Court Opinion

ID: 4244462
Source: CourtListenerOpinion
Date Created: 2018-02-12 21:00:30.170036+00
Date Added: 2024-06-11T14:16:22.897431
License: Public Domain

NOT FOR PUBLICATION                           FILED
                    UNITED STATES COURT OF APPEALS                        FEB 12 2018
                                                                      MOLLY C. DWYER, CLERK
                                                                       U.S. COURT OF APPEALS
                           FOR THE NINTH CIRCUIT

ALASKA OIL AND GAS ASSOCIATION;                 No.    16-35380
et al.,
                                                D.C. Nos.    4:14-cv-00029-RRB
                Plaintiffs-Appellees,                        4:15-cv-00002-RRB
                                                             4:15-cv-00005-RRB
 v.

WILBUR ROSS,** U.S. Secretary of                MEMORANDUM *
Commerce; et al.,

                Defendants-Appellants,

and

CENTER FOR BIOLOGICAL
DIVERSITY,

                Intervenor-Defendant.

ALASKA OIL AND GAS ASSOCIATION;                 No.    16-35382
et al.,
                                                D.C. Nos.    4:14-cv-00029-RRB
                Plaintiffs-Appellees,                        4:15-cv-00002-RRB
                                                             4:15-cv-00005-RRB
 v.

      *
             This disposition is not appropriate for publication and is not precedent
except as provided by Ninth Circuit Rule 36-3.
      **
             Wilbur Ross is substituted for his predecessor, Penny Pritzker, as U.S.
Secretary of Commerce. Fed. R. App. P. 43(c)(2).
WILBUR ROSS,** U.S. Secretary of
Commerce; et al.,

                Defendants,

and

CENTER FOR BIOLOGICAL
DIVERSITY,

      Intervenor-Defendant-
      Appellant.

                   Appeal from the United States District Court
                            for the District of Alaska
                   Ralph R. Beistline, District Judge, Presiding

                     Argued and Submitted December 4, 2017
                      Submission Vacated December 5, 2017
                         Resubmitted February 12, 2018
                              Seattle, Washington

Before: TALLMAN and WATFORD, Circuit Judges, and BOULWARE,***
District Judge.

      This appeal arises from the National Marine Fisheries Service’s (“NMFS”)
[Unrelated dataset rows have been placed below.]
PR #1390, opened 2021-01-29
Pass noproxy options to outside proxy

BorisOsipov:
## The problem
```
Proxy proxy = new Proxy();
proxy.setHttpProxy("127.0.0.1:3128"); 
proxy.setNoProxy("localhost");
WebDriverRunner.setProxy(proxy);      
Configuration.proxyEnabled = true;
open("http://localhost")
```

decision to list the Arctic subspecies of the ringed seal (the Phoca hispida hispida)

as threatened under the Endangered Species Act (“ESA”). The NMFS and other

defendants (collectively “Defendants”) appeal the district court’s grant of summary

judgment in favor of Alaska Oil and Gas Association and other plaintiffs

      ***
              The Honorable Richard F. Boulware II, United States District Judge
for the District of Nevada, sitting by designation.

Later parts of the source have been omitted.